= Thomas Lambert (horticulturist) =

New Zealand doctor, horticulturist, journalist

Thomas Lambert (3 December 1854 – 17 April 1944) was a New Zealand medical doctor, horticulturist, journalist and writer. He was born in Oughterard, County Galway in Ireland on 3 December 1854.

==Background==
Lambert was born in Oughterard, County Galway, to schoolmaster William Lambert, and former schoolteacher, Mary Jane Bingham. He was their eldest child. His father was a graduate of Trinity College, Dublin, and taught his son the classics. He studied medical training at St. Vincent's Hospital, Dublin, for eighteen months as a surgeon, becoming skilled at obstetrics, dressing wounds, and setting bones. During his time at St. Vincent's he published articles in the London Medical Press and Circular.

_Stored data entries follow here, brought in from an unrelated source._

Issue #218, opened 2019-06-25
Allow testing of images without pulling dependencies from staging


mthalman:
There are scenarios where we want to build an image but not build the images that it's dependent on for testing purposes.  An example of this is mcr.microsoft.com/dotnet/core/sdk:3.0-buster.  Building that image will cause the testing stage to attempt to pull the runtime and ASP.NET images from staging.  But those images will not have been built and so will not exist in the staging location.  Instead, the images should be pulled from the public MCR location.

PR #219, opened 2019-06-25
Add logic to support testing with partial graph from build

mthalman:
These changes update Image Builder to provide support for the scenario described by #218.  The goal is for the test stage to be able to run tests for an image that was built by the build but the test requires images that were not built during the build.  An example of this is provided in #218.

To solve this, the image info files produced by the build are being utilized to track image tag information that can then be read by the test project to determine which images were actually produced by the build.  For those images, the test code will pull them from the staging location, where they were pushed during the build stage.  For any other images that the test requires, it will pull them from the public MCR location.

To make things cleaner, a new Image Builder command is defined which handles the merging of image info files (from each of the build jobs) into a single file.  This file can then be used by both the tests and the publish stage to do their work.  This command is called in a newly defined Post_Build stage that gets run after the Build stage.


Microsoft.DotNet.ImageBuilder/src/Commands/BuildCommand.cs
```diff
@@ -110,6 +110,10 @@ private void BuildImages()
                         {
                             imageData.BaseImages = baseImageDigests;
                         }
+
+                        List<string> tags = platform.Tags.Select(tag => tag.Name).ToList();
+                        tags.Sort();
```
MichaelSimons: Curioius why not use OrderBy as part of the Linq expression?

Microsoft.DotNet.ImageBuilder/src/Commands/MergeImageInfoFilesCommand.cs
```diff
@@ -0,0 +1,41 @@
...
+using System.Collections.Generic;
+using System.IO;
+using System.Linq;
+using System.Threading.Tasks;
+using Microsoft.DotNet.ImageBuilder.Models.Image;
+using Newtonsoft.Json;
+
+namespace Microsoft.DotNet.ImageBuilder.Commands
+{
+    public class MergeImageInfoFilesCommand : Command<MergeImageInfoFilesOptions>
```
MichaelSimons: Thoughts on removing `Files` from the name?  It doesn't feel necessary from a conceptual level about what the command does and keeps the name of the command shorter.

Microsoft.DotNet.ImageBuilder/src/Commands/MergeImageInfoFilesCommand.cs
```diff
@@ -0,0 +1,41 @@
...
+    {
+        public override Task ExecuteAsync()
+        {
+            List<RepoData[]> srcReposList = Directory.EnumerateFiles(Options.SourceImageInfoFolderPath, "*.json", SearchOption.AllDirectories)
```
MichaelSimons: Nit - line length

Microsoft.DotNet.ImageBuilder/src/Commands/MergeImageInfoFilesCommand.cs
```diff
@@ -0,0 +1,41 @@
...
+                    $"No JSON files found in source folder '{Options.SourceImageInfoFolderPath}'");
+            }
+
+            List<RepoData> combinedRepos = new List<RepoData>();
+            foreach (RepoData[] repos in srcReposList)
+            {
+                ImageInfoHelper.MergeRepos(repos, combinedRepos);
+            }
+
+            string destinationContents = JsonHelper.SerializeObject(combinedRepos.OrderBy(r => r.Repo).ToArray()) + Environment.NewLine;
```
MichaelSimons: Nit - line length

Microsoft.DotNet.ImageBuilder/src/Commands/MergeImageInfoFilesOptions.cs
```diff
@@ -0,0 +1,36 @@
...
+
+        public string DestinationImageInfoPath { get; set; }
+
+        public override void ParseCommandLine(ArgumentSyntax syntax)
+        {
+            base.ParseCommandLine(syntax);
+
+            string sourceImageInfoFolderPath = null;
+            syntax.DefineParameter(
+                "source-image-info-folder-path",
```
MichaelSimons: I realize this is the name already being used in `PublishImageInfoOptions` but it feels like a shorted name would be more consumer friendly.  How around just `source` and `destination` or `source-path` and `destination-path` ?

Microsoft.DotNet.ImageBuilder/src/Models/Image/ImageData.cs
```diff
@@ -11,5 +11,6 @@ public class ImageData
     {
         [JsonProperty(NullValueHandling = NullValueHandling.Ignore)]
         public SortedDictionary<string, string> BaseImages { get; set; }
+        public List<string> Tags { get; set; } = new List<string>();
```
MichaelSimons: I am wondering if this should be named more precisely.  These aren't the full set of tags as they don't include the shared tags.  What do you think about naming this `SimpleTags`?

Microsoft.DotNet.ImageBuilder/tests/ImageInfoHelperTests.cs
```diff
@@ -0,0 +1,188 @@
...
+            List<RepoData> targetRepos = new List<RepoData>();
+            ImageInfoHelper.MergeRepos(repoDataSet, targetRepos);
+
+            CompareRepos(repoDataSet, targetRepos);
+        }
+
+        [Fact]
+        public void ImageInfoHelper_MergeRepos_ExistingTarget()
+        {
+            RepoData[] repoDataSet = new RepoData[]
```
MichaelSimons: Would it make sense to share the image instances between the source repos and expected repos?

mthalman:
I just realized I forgot to include the pipeline changes.  Added them now.

eng/common/templates/variables/docker-images.yml
```diff
@@ -1,6 +1,6 @@
 variables:
-  imageNames.imageBuilder.linux: mcr.microsoft.com/dotnet-buildtools/image-builder:debian-20190620175920
-  imageNames.imageBuilder.windows: mcr.microsoft.com/dotnet-buildtools/image-builder:nanoserver-20190620175920
+  imageNames.imageBuilder.linux: mthalman/test:imagebuilder
+  imageNames.imageBuilder.windows: mcr.microsoft.com/dotnet-buildtools/image-builder:nanoserver-20190606195358
```
MichaelSimons: Because of this, I wonder if the build pipeline changes shouldn't be a separate PR?

eng/common/templates/stages/build-test-publish-repo.yml
```diff
@@ -162,12 +162,18 @@ stages:
       dockerClientOS: windows
       buildJobTimeout: ${{ parameters.windowsAmdBuildJobTimeout }}
 
+- stage: Post_Build
```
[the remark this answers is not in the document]
mthalman: To me, `Finalize`  would imply the very last stage that would be run (i.e. after publish) which is not the case here.

Microsoft.DotNet.ImageBuilder/src/Commands/BuildCommand.cs
mthalman: Just wasn't thinking.  Changed to OrderBy.

Microsoft.DotNet.ImageBuilder/src/Commands/MergeImageInfoFilesCommand.cs
mthalman: Makes sense.

eng/common/templates/jobs/build-images.yml
```diff
@@ -40,36 +50,19 @@ jobs:
...
-        $(imageBuilder.queueArgs)"
-      displayName: Define imageBuilderBuildArgs Variable
   - script: >
       $(runImageBuilderCmd) build
       --manifest $(manifest)
       $(imageBuilderPaths)
       --os-type $(osType)
       --os-version "$(osVersion)"
       --architecture $(architecture)
+      --image-info-output-path "$(artifactsPath)/$(legName)-image-info.json"
```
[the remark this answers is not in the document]
mthalman: Updated so it only gets set for internal builds.

eng/common/templates/stages/build-test-publish-repo.yml
```diff
@@ -162,12 +162,18 @@ stages:
...
+  dependsOn: Build
+  condition: and(succeeded(), or(eq(variables['singlePhase'], ''), eq(variables['singlePhase'], 'build')))
```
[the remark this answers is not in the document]
mthalman: Updated so it only gets included for internal builds.

eng/common/templates/variables/docker-images.yml
mthalman: Agreed.  Reverting changes to the pipeline files for this PR.

PR #221, opened 2019-07-02
Pipeline changes to support testing partial graph

mthalman:
These changes update the build pipeline to provide support for the scenario described by #218. The goal is for the test stage to be able to run tests for an image that was built by the build but the test requires images that were not built during the build. An example of this is provided in #218.

To solve this, the image info files produced by the build are being utilized to track image tag information that can then be read by the test project to determine which images were actually produced by the build. For those images, the test code will pull them from the staging location, where they were pushed during the build stage. For any other images that the test requires, it will pull them from the public MCR location.

A new Post_Build stage has been added which calls Image Builder to consolidate all of the image info files produced by the build jobs into a single image info file that can be used by both test and publish jobs.

### DIFF
--- a/eng/common/templates/jobs/post-build.yml
+++ b/eng/common/templates/jobs/post-build.yml
@@ -1,0 +1,17 @@
+jobs:
+- job: Build
+  pool: # linuxAmd64Pool
+    name: Hosted Ubuntu 1604
+  steps:
+  - template: ../steps/init-docker-linux.yml
+  - template: ../steps/download-build-artifact.yml
+    parameters:
+      targetPath: $(Build.ArtifactStagingDirectory)
+  - script: >
+      $(runImageBuilderCmd) mergeImageInfo
+      $(artifactsPath)
+      $(artifactsPath)/image-info.json
+    displayName: Merge Image Info Files
+  - publish: $(Build.ArtifactStagingDirectory)/image-info.json
+    artifact: image-info
+    displayName: Publish Image Info File Artifact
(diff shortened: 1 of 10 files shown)


eng/common/templates/jobs/post-build.yml
```diff
@@ -0,0 +1,17 @@
+jobs:
+- job: Build
```
MichaelSimons: Would PostBuild be a better name and help distinguish it from the build jobs that run before it?

eng/common/templates/steps/test-images-linux-client.yml
```diff
@@ -10,21 +16,16 @@ steps:
       optionalTestArgs="-DisableHttpVerification"
     fi
     if [ "${{ eq(variables['System.TeamProject'], 'public') }}" == "False" ]; then
-      optionalTestArgs="$optionalTestArgs -Registry $(acr.server) -RepoPrefix $(stagingRepoPrefix)"
+      optionalTestArgs="$optionalTestArgs -Registry $(acr.server) -RepoPrefix $(stagingRepoPrefix) -ImageInfoPath $(artifactsPath)/image-info/image-info.json"
```
MichaelSimons: At first I was a little torn on requiring this additional script arg across all Docker repos.  Some of the full fx repos (asp.net and wcf) may not use it.  I however like being explicit over other solutions that utilize env vars to control behavior.

eng/common/templates/jobs/post-build.yml
mthalman: I'm not sure that's necessary since the label of the job shows up as "Post_Build Build".  There isn't really any ambiguity there.

PR #222, opened 2019-07-05
Add Base Image Dependency Flow documentation

### LINKED ISSUE #207: Document base image change detection system
The system defined by https://github.com/dotnet/docker-tools/issues/59 should be documented.

mthalman:
Fixes #207


documentation/base-image-dependency-flow.md
```diff
@@ -0,0 +1,27 @@
...
+4. If any images need to be rebuilt, the pipeline constructs a special build argument that describes the set of paths to the Dockerfiles that need to be built.  It then queues a build for the pipeline referenced by the subscription in the subscriptions file, passing it this build argument.  When that pipeline builds the images, it will ensure that the built images are making use of the latest base images, just by the nature of the build process pulling the base image before building.  You can see here that there's a virtuous cycle; when the pipeline publishes these updated images, it updates the master image info so that it now references the latest base image digests.  That is, until the next base image changes and the process starts all over again.
+
+This entire process is hands-off automation running 7 days a week, allowing consumers of .NET Docker images to be assured they're getting the most up-to-date version of the images they care about.
+
+## Workflow Diagram
+![Image](images/base-image-dependency-flow-diagram.png)
```
MichaelSimons: The line between `Base Image Subscriptions` and `Dockerfiles` is confusing.  The line type isn't described in the key.  

It seems like there is a Data Flow missing from Check Base Images Pipeline to the Base Image Subscriptions.

mthalman: Ok, I'll fix the arrow lines there.  The intent was that all of the lines from the 3 different files converge and all point to `Load Dockerfile metadata for each subscription`.  But I can see how this could be confusing.  I'll use separate lines or at least shift things so it doesn't look like one continuous line from the top to the bottom.

MichaelSimons: Looks good now!

PR #224, opened 2019-07-05
Documentation for manifest file

### LINKED ISSUE #9: Add manifest documentation
Create documentation that describes the purpose of the manifest and details of the schema.

Detailed docs should be placed in a new /Documentation folder.

mthalman:
Fixes #9


MichaelSimons:
One concern I have is keeping this up to date over time.  To date there are very few consumers wanting to know this info especially compared to the number of times the schema has changed.  While this format is nice, I am wondering if it wouldn't be better to capture the content (e.g. descriptions) in code and utilize a tool (e.g. https://www.newtonsoft.com/jsonschema/help/html/GenerateWithDescriptions.htm) to create a more friendly holistic view for consumers.  I feel like having the descriptions in code would lend itself better to being kept up to date as the code evolves.

MichaelSimons:
Another benefit of utilizing a tool like the JSchemaGenerator is it would capture the required state and any other constraints such as null handling.

documentation/manifest-file-schema-reference.md
```diff
@@ -0,0 +1,71 @@
...
+|mcrTagsMetadataTemplatePath|string|Relative path to the MCR tags template YAML file that is used by tooling to generate the tags section of the readme file.|
+|images|array|The set of images contained in this repository. See [Images](#Images).|
+
+## Images
+
+An image object contains metadata about a specific Docker image.
+
+|Attribute|Type|Description|
+|-|-|-|
+|sharedTags|object|The set of [tags](#Tags) that are shared amongst all platform-specific versions of the image. An example of a shared tag, including its repo name, is dotnet/core/runtime:2.2; running `docker pull mcr.microsoft.com/dotnet/core/runtime:2.2` on Windows will get me the default Windows-based tag whereas running it on Linux will get me the default Linux-based tag.|
```
MichaelSimons: Missing the Platforms array.

Microsoft.DotNet.ImageBuilder/src/Models/Manifest/Tag.cs
```diff
@@ -2,16 +2,38 @@
...
+        )]
     public class Tag
     {
+        [Description(
+            "An identifier used to conceptually group related tags in the readme " +
+            "documentation."
+            )]
         public string DocumentationGroup { get; set; }
 
+        // TODO: Is this needed anymore? Not seeing it used in manifest files.
```
MichaelSimons: This was originally added [here](https://github.com/dotnet/docker-tools/pull/70).  I think we are exclusively utilizing the "islocal" attribute rather that modeled args utilizing TagRef variables.  It does look like this could be cleaned up, but IMO should happened with a separate PR.

Microsoft.DotNet.ImageBuilder/src/Models/Manifest/Tag.cs
```diff
@@ -2,16 +2,38 @@
...
+        [Description(
+            "Indicates whether the image should only be tagged with this tag on the " +
+            "local machine that builds the image. The published image will not include " +
+            "this tag. This is only used for advanced build dependency scenarios."
+            )]
         public bool IsLocal { get; set; }
 
+        [Description(
+            "Indicates whether this tag should not be documented in the readme file. The " +
+            "image will still be tagged with this tag however. This is useful when " +
```
MichaelSimons: Consider calling out publish..."will still be tagged and published..."

documentation/manifest-file.md
```diff
@@ -0,0 +1,5 @@
+# Manifest File
+
+The manifest file is the primary source of metadata that drives the production of all .NET Docker images.  It describes various attributes of the Docker images that are to be produced by a given GitHub repo. .NET Docker's engineering system consumes this file in various ways as part of the automated build pipelines and other tools. It's intended to be product-agnostic meaning that it could be used to describe metadata for Docker image production of any product, not just .NET.
+
+For a description of the schema, see the source location at https://github.com/dotnet/docker-tools/tree/master/Microsoft.DotNet.ImageBuilder/src/Models/Manifest.
```
MichaelSimons: Do you see value in having the Image-builder tool be able to emit a schema that makes model easier to view as a single cohesive unit?  It would be easy to do with a simple command.

Microsoft.DotNet.ImageBuilder/src/Models/Manifest/Platform.cs
```diff
@@ -10,30 +10,60 @@
...
         public IDictionary<string, string> BuildArgs { get; set; }
 
+        [Description(
+            "Relative path to the associated Dockerfile."
+            )]
         [JsonProperty(Required = Required.Always)]
         public string Dockerfile { get; set; }
 
+        [Description(
+            "The generic name of the operating system associated with the image."
```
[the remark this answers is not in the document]
mthalman: Why are examples needed?  It's an enum.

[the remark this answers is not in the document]
MichaelSimons: I retract my comment :)

Microsoft.DotNet.ImageBuilder/src/Models/Manifest/Tag.cs
mthalman: Logged an issue to remove this: #232

documentation/manifest-file.md
MichaelSimons: I think it would be worthwhile to mention the `ShowManifestSchema` command here as an alternative that produces something that is IMO more concise/readable.

PR #1390, opened 2022-10-18
[:tada:] add env var interpolation to config files

zeroecco:
This feature PR allows the JSON configuration file to interpolate environmental variables allowing templating for a multitude of reasons including but not limited to:
* staging versus production deployments
* secrets stored in the JSON file

### DIFF
--- a/cmd/flags_config.go
+++ b/cmd/flags_config.go
@@ -5,6 +5,7 @@ import (
 	"encoding/json"
 	"fmt"
 	"io/ioutil"
+	"os"
 	"path"
 	"strings"
 
@@ -52,8 +53,8 @@ func unWarpConfig(file string, c *types.Config) (err error) {
 	if err != nil {
 		log.Fatalf("error reading config: %v\n", err)
 	}
-
-	return ConvertJSONToConfig(data, c)
+	loadedEnvJSON := os.ExpandEnv(string(data))
+	return ConvertJSONToConfig([]byte(loadedEnvJSON), c)
 }
 
 // ConvertJSONToConfig converts a byte array to an object of type configuration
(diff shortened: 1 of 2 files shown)


eyberg:
I'm generally in favor of this and something we already wanting to add as I attached a tkt to it - I also did a quick search of all the pkgs i have locally and nothing turned up '$' surprisingly

i know software that would use this (commonly seen in java applications espc) would already do the interpolation when ran in the shell which we wouldn't support regardless

I'm just wondering if there are examples where $ or ${} might appear in a config or package.manifest and we wouldn't want it to turn into empty string

barring any concerns from @nanovms/engineering perhaps adding a little env bool to turn this behavior on would eliminate that concern?

eg if os.Getenv("interop") != "" {...} else {...}

zeroecco:
I can add this flag

eyberg:
I think if you add that flag then we could go ahead and merge this; not sure if it's needed but it would prevent any accidental changes

cmd/flags_config.go
```diff
@@ -51,10 +51,14 @@ func (flags *ConfigCommandFlags) MergeToConfig(c *types.Config) (err error) {
 func unWarpConfig(file string, c *types.Config) (err error) {
 	data, err := ioutil.ReadFile(file)
 	if err != nil {
-		log.Fatalf("error reading config: %v\n", err)
+		log.Fatalf("error reading config: %v\nIf you are trying to use interoplation in your\nconfig's JSON set 'ops_render_config=true' in your ENV", err)
+	}
+	if os.Getenv("ops_render_config") == "true" {
```
eyberg, line 56: you could do a != "" to take any value but this is fine

eyberg (approved):

PR #1395, opened 2022-12-13
show labels attached to images

eyberg:
not sure if we should show these off/on by default but should definitely be available


francescolavra (commented):
Looks good to me

PR #1401, opened 2023-01-03
pkg(from-docker): reset/overwrite docker image Entrypoint

rinor:


eyberg:
hi @rinor - can you provide some background on what you're wanting to do here?

rinor:
If the docker image has configured an Entrypoint command, our ops command Cmd will be appended to that and we will end up executing

Entrypoint_command Cmd_ops_command that will be interpreted as args to entrypoin and starting the container may fail and the whole process fails.

Here I’m resetting the Entrypoint command (existing or not) so we start the container with only ops needed Cmd

eyberg (approved):

eyberg:
ok thanks!

Issue #1200, opened 2021-11-23
Adding ops JSON output to allow build web frontend


dzonerzy:
Would be nice if ops could output information like instances and so on in a JSON format this way would be possible to create a web frontend by wrapping the ops command.

eyberg:
this exists for many operations already like https://github.com/nanovms/ops/blob/master/gcp/gcp_instance.go#L210

dzonerzy:
I don't know if already exist for onprem images , but that would be awesome

eyberg:
proposal here would probably just be to tack on a '--json' flag to any of the commands vs default of table output

eyberg:
need to remove the RunConfig.JSON bool and put it somewhere else (possibly in a new struct that interacts with the various flags)

PR #1415, opened 2023-01-29
add global json flag support for listing do images and instances

geoah:
Hey, this is a continuation of https://github.com/nanovms/ops/pull/1240 that enabled the DO list instances and images commands to use the global `--json` flag.

I'm just playing around with ops, and needed json support for do commands, and it seemed easier to make a PR than make a ticket to ask for support for this in DO, hope that's ok.

~geoah

### DIFF
--- a/digitalocean/digital_ocean_image.go
+++ b/digitalocean/digital_ocean_image.go
@@ -2,6 +2,7 @@ package digitalocean
 
 import (
 	"context"
+	"encoding/json"
 	"fmt"
 	"os"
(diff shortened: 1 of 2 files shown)


eyberg:
this is fine although I don't think the JSON bool belongs in runconfig as that really deals with a particular instance configuration not cli output that can span not just instances/images but pretty much anything; this ties into https://github.com/nanovms/ops/issues/1200 

we'd prob refactor this in the future to some output config of some kind

PR #1417, opened 2023-01-30
refactor: print error and exit instead of panics

Truenya:
panics replaced with printing error and Exit, mostly
In some cases, like network configuration, replaced with just message about error.


eyberg:
a few things:

1) I wouldn't default to colorize output - there are quite a few tools that consume output from ops - colorizing is really only for end-users

2) I wouldn't name that wrapper Fatal since that is being replaced and has a specific meaning in go stdlib

3) we already have a logger here, https://github.com/nanovms/ops/blob/master/log/logger.go so we shouldn't duplicate existing logic

lepton/package.go
```diff
@@ -373,19 +377,23 @@ func ExtractPackage(archive, dest string, config *types.Config) {
 		case tar.TypeDir:
 			if _, err := os.Stat(target); err != nil {
 				if err := os.MkdirAll(target, 0755); err != nil {
-					panic(err)
+					fmt.Printf("Failed to create directory %s", err)
```
francescolavra, line 380: It would be good to print the directory path as well, i.e. `target`

Truenya: done

qemu/qemu_unix.go
```diff
@@ -508,7 +508,7 @@ func generateMac() string {
 	octets := make([]byte, 6)
 	_, err := rand.Read(octets)
 	if err != nil {
-		panic(err)
+		fmt.Printf("Failed generate Mac, error is: %s", err)
```
eyberg, line 511: exit

gcp/gcp.go
```diff
@@ -13,7 +14,6 @@ import (
 	"github.com/nanovms/ops/types"
 	"golang.org/x/oauth2/google"
 	compute "google.golang.org/api/compute/v1"
-	"google.golang.org/api/dns/v1"
```
eyberg, line 16: i'm guessing you have a linter that removed this cause there was no reference to it;

it actually does have a reference though - the pkg name is 'dns' - you can add this line back and prefix it w/ 'dns' like the compute one above it

lepton/image.go
```diff
@@ -62,11 +62,11 @@ func addDNSConfig(m *fs.Manifest, c *types.Config) {
 	}
 	err := os.WriteFile(resolv, data, 0644)
 	if err != nil {
-		panic(err)
+		fmt.Printf("Failed save dns in temporary resolv.conf, error: %s", err)
```
eyberg, line 65: since this was a panic need to exit here

lepton/image.go
```diff
@@ -62,11 +62,11 @@ func addDNSConfig(m *fs.Manifest, c *types.Config) {
...
 	}
 	err = m.AddFile("/etc/resolv.conf", resolv)
 	if err != nil {
-		panic(err)
+		fmt.Printf("Failed add resolv.conf, error: %s", err)
 	}
```
eyberg, line 70: since this was a panic need to exit here

lepton/image.go
```diff
@@ -77,11 +77,11 @@ func addHostName(m *fs.Manifest, c *types.Config) {
 	data := []byte("uniboot")
 	err := os.WriteFile(hostname, data, 0644)
 	if err != nil {
-		panic(err)
+		fmt.Printf("Failed save hostname tmp file, error: %s", err)
```
eyberg, line 80: since this was a panic need to exit here

lepton/image.go
```diff
@@ -77,11 +77,11 @@ func addHostName(m *fs.Manifest, c *types.Config) {
...
 	}
 	err = m.AddFile("/proc/sys/kernel/hostname", hostname)
 	if err != nil {
-		panic(err)
+		fmt.Printf("Failed add hostname, error: %s", err)
 	}
```
eyberg, line 85: since this was a panic need to exit here

lepton/image.go
```diff
@@ -95,11 +95,11 @@ func addPasswd(m *fs.Manifest, c *types.Config) {
 	data := []byte("root:x:0:0:root:/root:/bin/nobash")
 	err := os.WriteFile(passwd, data, 0644)
 	if err != nil {
-		panic(err)
+		fmt.Printf("Failed save passwd in temporary file, error: %s", err)
```
eyberg, line 98: since this was a panic need to exit here

lepton/image.go
```diff
@@ -95,11 +95,11 @@ func addPasswd(m *fs.Manifest, c *types.Config) {
...
 	}
 	err = m.AddFile("/etc/passwd", passwd)
 	if err != nil {
-		panic(err)
+		fmt.Printf("Failed add passwd, error: %s", err)
 	}
```
eyberg, line 103: since this was a panic need to exit here

lepton/package.go
```diff
@@ -295,10 +295,11 @@ func GetPackageManifestFile() string {
 func PackageManifestChanged(fino os.FileInfo, remoteURL string) bool {
 	res, err := http.Head(remoteURL)
 	if err != nil {
-		if err, ok := err.(net.Error); ok {
+		var netError *net.Error
+		if errors.Is(err, *netError) {
 			fmt.Printf(constants.WarningColor, "missing internet?, using local manifest.\n")
 		} else {
-			panic(err)
+			fmt.Printf("probably bad URL: %s, got error %s", remoteURL, err)
```
eyberg, line 302: since this was a panic need to exit here

gcp/gcp.go
Truenya: done

lepton/image.go
Truenya: done

lepton/image.go
Truenya: done

lepton/image.go
Truenya: done

lepton/image.go
Truenya: done

lepton/image.go
Truenya: done

lepton/image.go
Truenya: done

lepton/package.go
Truenya: done

eyberg (approved):

PR #1424, opened 2023-02-05
chores(cleanup): remove folders [data, examples]

rinor:


eyberg:
I think it's a good idea to remove the binaries from the tree (forgot they were in here) and (def can remove the example stuff) 

although there is a test that is using that webg binary @ https://github.com/nanovms/ops/blob/master/lepton/ldd_linux_test.go#L13 and unfort it looks like it hasn't been firing since it has an invalid build tag; I think we could probably get rid of that in lieu of that ls test which is going to provide similar test coverage

eyberg:
thanks!

PR #1432, opened 2023-02-18
chore(lepton): remove lepton/homedir.go

rinor:


eyberg:
there was a reason why this was done this way but I'm having trouble finding the reference, https://cs.opensource.google/go/go/+/refs/tags/go1.20.1:src/os/file.go;l=489 states android/ios being problematic but we don't really target those platforms so that's a non-issue - I think at least at one point it might've been because of getent? 

also, this is called a lot (see: https://github.com/nanovms/ops/issues/1095 ) so we'd like to keep the memoization regardless

rinor:
> also, this is called a lot (see: https://github.com/nanovms/ops/issues/1095 ) so we'd like to keep the memoization regardless

That's one of the "issues" I was aiming to solve in the long run, since while `cmd` and test packages can call/use that function directly, the other ones, e.g: provider packages, shouldn't need homedir directly (it can be already available/passed).

At the moment, imo, most of the stuff assumes that `ops` cmd/binary is the sole user of all/most of the packages, but in the future I would like to decouple some stuff so we could use the api/pkg cleanly (not that we can't use them right now) from other apps, e.g:  a clean api could be used with [dagger](https://github.com/dagger/dagger).

Closing this right now.

eyberg:
makes sense, this is exported so you should be able to call it from wherever, ops is already integrated into multiple other binaries && plugins fyi (home is used for storing lots of things both for running/building locally but also for storing releases, meta related to imgs/pkgs/etc.) and we would like the api to be fully composable as well (one of the reasons why we are starting to add protobufs)

as for dagger it should be fine for building images

PR #1434, opened 2023-02-18
chore(cleanup): remove constants/constants.go

rinor:
will get back to those strings and errors, but right now just cleaning stuff up.

### DIFF
--- a/cmd/error.go
+++ b/cmd/error.go
@@ -1,21 +1,19 @@
 package cmd
 
 import (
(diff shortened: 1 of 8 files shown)


eyberg:
so this is really a colors vs. no colors thing - I think that really should be a choice belonging to the end-user except for when the output is clearly being ingested via another program - I think it'd make the most sense to have a global/config level flag that users can turn on/off as desired

PR #1435, opened 2023-02-18
chore(cleanup): remove wsl/wsl.go

rinor:


eyberg:
I think these helpers probably need to stay since they can be accessed from multiple providers - what could be changed is isolating the code like we do with qemu where we break it up into platform specific files where go will only compile for the end platform target as shown in https://github.com/nanovms/ops/tree/master/qemu

PR #1436, opened 2023-02-18
chore(cleanup): testutils/mock_context.go

rinor:


eyberg:
it's a toss-up whether someone would use that helper again but in this case you yanked more lines out then put in so we'll take it

PR #1439, opened 2023-03-08
initial IBM cloud

eyberg:


provider/ibm/ibm_instance.go
```diff
@@ -0,0 +1,266 @@
...
+	}
+
+	table.Render()
+
+	return nil
+}
+
+// DeleteInstance deletes instance from IBM
+func (v *IBM) DeleteInstance(ctx *lepton.Context, instanceID string) error {
+	uri := "https://us-south.iaas.cloud.ibm.com/v1/instances/$instance_id?version=2023-02-28&generation=2"
```
francescolavra, line 218: Should use the region from the config instead of hardcoding us-south

provider/ibm/ibm_instance.go
```diff
@@ -0,0 +1,266 @@
...
+
+	"github.com/olekukonko/tablewriter"
+)
+
+func extractRegionFromZone(zone string) string {
+	s := strings.Split(zone, "-")
+	return s[0] + "-" + s[1]
+}
+
+// CreateInstance - Creates instance on Digital Ocean Platform
```
francescolavra, line 25: Digital Ocean -> IBM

==Emigration to New Zealand==
Before he could complete his training, Lambert's family moved to New Zealand, arriving on 4 October 1875 at Spit, Wairoa, where William Lambert was appointed the first Anglican clergyman. Mary Jane Lambert was forced to make home in a two-room whare with a dirt floor, where she previously had a large house with four indoor servants.

The Lamberts founded a tree nursery and Wairoa's first chemist shop. Thomas became the de facto medical practitioner, treating both Māori and Pākehā. In 1876, he became the local correspondent for a number of newspapers based in Hawke's Bay. In time he was appointed as editor of the Wairoa Free Press, Wairoa Guardian and East Coast Mail and Wairoa Gazette, served on several local committees, and was a regular activist for the Presbyterian church and the temperance movement. He also found time to judge at horticultural shows.

Thomas Lambert married Jessie Shears in Napier on 7 April 1886, with whom he had nine children (two were to die in infancy).

==Wairoa railway and other interests==
From 1896, Lambert agitated for a rail link connecting Wairoa to the rest of the east coast. Travel was otherwise difficult and the future of the town was at stake. However, the railway was not completed until 1939.

Lambert became so interested in the history of the Māori of Wairoa that he became a fluent speaker, a trusted interpreter, and explorer of the district. The Māori called him Tame Ramepata. In 1925, he published The story of old Wairoa and the East Coast district, of some eight hundred pages. This was followed with Pioneering reminiscences of old Wairoa in 1936.

==Later life==
William Lambert died in 1907, leaving Thomas the sole support of his mother and sisters, as well as having to provide for his own large family. He built a handsome house and remained in Wairoa, declining offers of employment elsewhere. In his 60 years of journalism and editing Lambert regularly attended Wairoa County Council meetings. He was widely respected for his astute and fair reporting for local and national newspapers, his enthusiastic advocacy of any projects likely to boost the town or the district, and his fairness, humour and friendliness. He retired in 1938 at the age of 84, but continued writing and gardening until his death, aged 89, on 17 April 1944 at Wairoa. He was survived by his wife, Jessie, and six daughters.